Corn distillers solubles as a novel bioresource of bioactive peptides with ACE and DPP IV inhibition activity: characterization, evaluation, and molecular docking.

This study aimed to investigate the biological potential of underutilized and low-value corn distillers solubles, containing a unique unexplored blend of heat-treated corn and yeast proteins, from the bioethanol industries, by bioinformatic and biochemical approaches. Protein hydrolysates were produced by applying four commercially accessible proteases, among which alcalase provided the best results in terms of yield, degree of hydrolysis, molecular weight, number of proteins, bioactive peptides, and deactivation against anti-angiotensin I-converting enzyme (ACE) and anti-dipeptidyl peptidase IV (DPP IV).

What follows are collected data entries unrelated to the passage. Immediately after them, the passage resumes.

PR #515, opened 2025-05-12
Fix package name

kul3r4:
Update package name to correclty nest inside existing Wear Package.


ithinkihaveacat (approved):
LGTM. Tested in Android Studio Meerkat Feature Drop | 2024.3.2 RC 4; both app and tile build and deploy as expected.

The optimal conditions to produce anti-ACE and anti-DPP IV peptides were using alcalase for 10.82 h and an enzyme : substrate ratio of 7.90 (%w/w), with inhibition values for ACE and DPP IV of 98.76 ± 1.28% and 34.99 ± 1.44%, respectively. Corn (α-zein) and yeast (glyceraldehyde-3-phosphate dehydrogenase) proteins were mainly suitable, upon enzymolysis, for the release of bioactive peptides. The peptides DPANLPWG, FDFFDNIN, WNGPPGVF, and TPPFHLPPP inhibited ACE more effectively as verified with binding energies of -11.3, -11.6, -10.5, and -11.6 kcal mol, respectively, as compared to captopril (-6.38 kcal mol). Compared with the binding energy of sitagliptin (-8.6 kcal mol), WNGPPGVF (-9.6 kcal mol), WPLPPFG (-9.8 kcal mol), LPPYLPS (-9.7 kcal mol), TPPFHLPPP (-10.1 kcal mol), and DPANLPWG peptides (-10.1 kcal mol) had greater inhibition potential against DPP IV. The peptides impeded ACE and DPP IV majorly hydrophobic and hydrogen linkage interactions. The key amino acids TYR, GLU, and HIS were bound to the catalytic sites of ACE and GLN, GLU, PHE, VAL, and THR were bound to the DPP IV enzyme. The PHs can be used as ingredients in the feed or food industries with possible health advantages.